• Description of the task: Among the entries below, tally each line where the word "current" appears and state only the total.
────────
PR #2, opened 2015-05-30
Bank Account Breakfast

wangg131:
I finished everything through breakfast. Please let me know if I am repeating myself unnecessarily in my code and rspec. I also accidentally pushed my terminal log so please ignore that. I figure out how to delete it at a later time. Also, more comments and possibly revisions to Bank Account breakfast to come. I just wanted to make the pull request now since I met all the requirements and can refactor later if I have time. Thanks


lib/bank_account/account.rb
```diff
@@ -0,0 +1,37 @@
+module BankAccount
+
+  class Account
+    attr_reader :id, :balance # attributes' default instance method
+
+    #class method
+    def initialize(id, initial_balance)
+      @id = id
+      @balance = initial_balance #local variable
+      # made initial balance equal to instance variable balance, which actually turns out to be the current balance
```
bri-meow: My thoughts are that right now, your code is readable enough that you don't need this comment!  Your variable names are great and make a lot of sense in the context here.

lib/bank_account/account.rb
```diff
@@ -0,0 +1,37 @@
...
+      #this raises an error to prevent the initial balance from being lower than 0
+      unless @balance >= 0
+        raise ArgumentError.new("You can't start out with a negative balance. Add some monies")
+      end
+    end
+
+    def withdraw(amount)
+
+  # If the amount to withdraw is greater than the current balance, it throws and error and returns the original balance
+      unless @balance >= amount
```
bri-meow: I tend to only use `unless` when it makes a ton of sense.  If I was telling someone what this function does (which you did in the comment above), I would use `if` instead.  So something like this instead:

```
if amount >= @balance
  puts "You can't overdraw. Your balance is still $#{@balance}."
```

Also, I'm noticing that this function returns @balance in the first part of the conditional, but the second part doesn't return @balance.

lib/bank_account/account.rb
```diff
@@ -0,0 +1,37 @@
...
+        puts "You can't overdraw. Your balance is still $#{@balance}."
+        return @balance
+
+  # Otherwise, just subtract from the current balance and increment it so balance will always stay current
+      else
+        @balance -= amount
```
brigid2718: Don't need to return @balance here since you are changing it in the function.

lib/bank_account/account.rb
```diff
@@ -0,0 +1,37 @@
...
+      end
+    end
+
+# adds an amount to the current balance and increments it so the balance will always stay current
+    def deposit(amount)
+      @balance += amount
+      return @balance
```
bri-meow, line 34: Don't need to return @balance here since you are changing it in the function.

(Heh, I missed that your spec wants your function to return the current balance when depositing, so nevermind this comment)

lib/bank_account/savings_account.rb
```diff
@@ -0,0 +1,57 @@
...
+    attr_reader :id, :balance
+
+    def initialize(id, initial_balance)
+      @id = id
+      @balance = initial_balance
+      # again, made initial balance equal to instance variable balance, which actually turns out to be the current balance
+
+      #this raises an ArgumentError to make sure that the initial balance can't be lower than 10
+      unless @balance >= 10
+        raise ArgumentError.new("You can't start out with a balance below $10. Add moar monies.")
```
bri-meow, line 13: moar!!!

lib/bank_account/savings_account.rb
```diff
@@ -0,0 +1,57 @@
...
+      end
+
+    end
+
+    def withdraw(amount)
+
+      # I made a new variable to represent the transaction fee added to the amount of withdrawal
```
bri-meow, line 20: Good use of a comment!  Otherwise, you could go without the comment and add a new variable called `fee` and then `amount_with_fee = amount + fee`, but this way is nice and readable too. :)

lib/bank_account/savings_account.rb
────────
• Answer to this task: 6